- _Your instructions_: Pick out all lines with the word "const" from the records that follow.
***
PR #1835, opened 2024-12-04
remove registration topic/service quality information logic

rex-schilasky:
### Description
The existing 'eCAL::Registration' API contains a variety of functions that provide quality attributes in addition to the DataType information. These quality attributes are also used to filter out information when multiple entities have the same topic or service name.

The eCAL6  Registration API uses identifiers to uniquely distinguish entities. Therefore, the name-based variants are to be removed.


ecal/core/include/ecal/msg/dynamic.h
```diff
@@ -186,7 +150,7 @@ namespace eCAL
      * @param clock_       Message writer clock.
      * @param id_          Message id.
      **/
-    using MsgReceiveCallbackT = std::function<void(const char* topic_name_, const T& msg_, long long time_, long long clock_, long long id_)>;
+    using MsgReceiveCallbackT = std::function<void(const Registration::STopicId& topic_id_, const SDataTypeInformation& topic_info_, const T& msg_, long long time_, long long clock_, long long id_)>;
```
KerstinKeller, line 153: @rex-schilasky  I am not sure if the user callbacks need to be provided the datatype info? The pure subscriber callbacks provide this info. However the dynamic receivers use the datatype information to create prototypes of T and populate them.

KerstinKeller: So, theoretically, we could leave the api as is... But maybe we can talk about it?

KerstinKeller (commented):
We get rid of so much code  😄 
The only thing that is bugging me, is the SDatatypeInformation in the Dynamic Callback. I think it's not necessary, since the information is "processed" within the datatypes which is returned. Maybe we can discuss it tomorrow.

ecal/core/include/ecal/msg/dynamic.h
rex-schilasky: Makes fully sense. The topic id is enough here.

KerstinKeller (approved):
***
- _Answer area_:
-    using MsgReceiveCallbackT = std::function<void(const char* topic_name_, const T& msg_, long long time_, long long clock_, long long id_)>;
+    using MsgReceiveCallbackT = std::function<void(const Registration::STopicId& topic_id_, const SDataTypeInformation& topic_info_, const T& msg_, long long time_, long long clock_, long long id_)>;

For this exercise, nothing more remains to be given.